PR #243, opened 2020-10-02
Don't send notifications for successful builds

evansiroky:
This PR changes the notifications that Travis sends such that only build failures trigger a notification. 

Wait do people think about doing this... for this repo and all others where we get build notifications? I'm pretty sure all of these successful build notifications aren't all that helpful, but it is helpful to know if a build is failing.

### DIFF
--- a/.travis.yml
+++ b/.travis.yml
@@ -3,7 +3,10 @@ cache:
   yarn: true
 notifications:
   email: false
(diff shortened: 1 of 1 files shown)


binh-dam-ibigroup:
If we could also send a notification if the build status says 'fixed' (after a failed build), then the proposed change would help cleanup the Teams channel.

landonreed (approved):
I don't think I really pay attention to these notifications, so probably good to limit them to failures (I would be more likely to treat them less as noise). The only caveat is that I do like the "fixed" email notifications I get from Travis. Not sure if this would remove those from Teams notifications.

binh-dam-ibigroup (approved):
Approving, although it would be useful to include the 'build fixed' notifications.

evansiroky:
I believe I just changed this to trigger notifications when a build is fixed, so I'm going to go ahead and merge.

PR #246, opened 2020-10-02
Refactor user actions

binh-dam-ibigroup:
This PR extracts the code to parse middleware configuration vars,
and inlines methods previously in `utils/middleware`, as brought up by https://github.com/opentripplanner/otp-react-redux/pull/224#discussion_r492961846 and https://github.com/opentripplanner/otp-react-redux/pull/224#discussion_r497508647.

### DIFF
--- a/lib/actions/user.js
+++ b/lib/actions/user.js
@@ -29,8 +29,10 @@ function createNewUser (auth0User) {
  *     - apiKey and apiBaseUrl from state.otp.config.persistence.otp_middleware,
  *     - accessToken and loggedIUnUser from state.user.
  * - checks that otp_middleware is set, and throws an error if not.
- * @param functionToExecute the code to execute, with parameters (dispatch, arguments)
- * @return a redux action that will run if a middleware s configured.
+ * @param functionToExecute a function that can be waited upon,
+ *   with parameters (dispatch, arguments), that contains the code to be
+ *   executed if the OTP middleware is configured.
+ * @return a redux action for the code to be executed.
  */
 function executeWithMiddleware (functionToExecute) {
   return async function (dispatch, getState) {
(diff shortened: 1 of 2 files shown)


lib/actions/user.js
```diff
@@ -28,102 +24,135 @@ function createNewUser (auth0User) {
...
 /**
- * Fetches the saved/monitored trips for a user.
- * We use the accessToken to fetch the data regardless of
- * whether the process to populate state.user is completed or not.
+ * Helper function that
+ * - extracts key variables from the state and passes them to the code to execute:
+ *     - apiKey and apiBaseUrl from state.otp.config.persistence.otp_middleware,
+ *     - accessToken and loggedIUnUser from state.user.
+ * - checks that otp_middleware is set, and throws an error if not.
+ * @param functionToExecute the code to execute, with parameters (dispatch, arguments)
```
evansiroky, line 32: Please note that `functionToExecute` can be a function that can be awaited upon.

evansiroky (approved):
Just one comment about a comment

landonreed (changes requested):
This approach is far too clever. I really disagree with how the `executeWithMiddleware` method body is structured and how it is invoked throughout `user.js`.

binh-dam-ibigroup:
> This approach is far too clever. I really disagree with how the `executeWithMiddleware` method body is structured and how it is invoked throughout `user.js`.

It highlights the core logic for these actions and hides repeat code to extract and check common variables.

evansiroky (changes requested):
I'm going to have to change my review to request changes. I kind of agree with Landon in that this introduces a bit too much abstraction/overhead. I think the `executeWithMiddleware` shouldn't exist and instead it should simply be a util function that makes sure the middleware config exists and if so returns the desired middleware data given the getState method.

PR #251, opened 2020-10-08
Fix results screen when planning trip

### LINKED ISSUE #250: Mobile results screen shows "Waiting..." after planning trip
This appears to be due to changes introduced with batch routing/trip comparison (#165).

To reproduce:
1. Go to planyourtrip.ridemetro.org
2. Open devtools, use mobile device.
3. Plan trip.
4. See below:

image

landonreed:
Correctly handle getting itineraries in mobile screens. Fixes #250.

Note: this does not resolve the fact that the expanded mobile screen does not show a full set of results, but that should be a separate PR/issue.


binh-dam-ibigroup (approved):
LGTM. No immediate odd behavior.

PROBLEM DESCRIPTION: Line count for "fixed": say how many lines of the entries above include that word, and give only the number.

RESPONSE TO THIS EXERCISE: 4